Тут Менелай малость приврал, но вид знати, смотревшей на него, раззявив рты, до того ласкал взор, что небольшой грешок царь себе все же позволил. Когда еще так похвастаться выйдет.
– А еще царь сказал, – добавил он. – Что если я победу одержу, то поставит он мне статую из мрамора, высотой в двенадцать локтей. А аэды сложит хвалебную песнь, которая останется в веках.
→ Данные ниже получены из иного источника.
PR #338, opened 2019-11-24
Use primary domain in the CLI

michaeladda:
Tested on my realm (which has multiple domains)

### DIFF
--- a/cli/src/commands/list.ts
+++ b/cli/src/commands/list.ts
@@ -2,6 +2,7 @@ import columnify from 'columnify';
 
 import Command from '../utils/command';
 import flags from '../utils/cli-flags';
+import { getPrimaryURL } from '../utils/helpers';
 
 export default class List extends Command {
   public static description = 'list applications';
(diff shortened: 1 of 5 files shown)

– О-о-о! – завистливо протянуло благородное собрание. – А нам с тобой можно? И мы тоже в веках хотим!
– Да там добычи особой не будет, – поморщился Менелай. – Много ли с бродяг возьмешь. Баб только с детьми, да к чему они сейчас! Их и кормить-то нечем.
– Да мы за еду пойдем! – уверили его воины. – Еду-то дашь?
– Еду дам, – кивнул Менелай, которому вместе с письмом прислали запас пеммикана и сушеной рыбы из Пантикапея. – Еда отменная будет.
– Да мы все пойдем! – возбудились воины.
– Все не нужны, – покачал Менелай кудлатой башкой. – Трех сотен достаточно будет. А то вдруг аркадяне налетят, а у нас и копье держать некому.
– Жребий потянем! – возбудились воины. – Как тогда, когда на Трою пошли.
– Ну ты и вспомнил, – поморщился Менелай. – Да пропади она пропадом, Троя эта. Все с ног на голову с тех пор встало.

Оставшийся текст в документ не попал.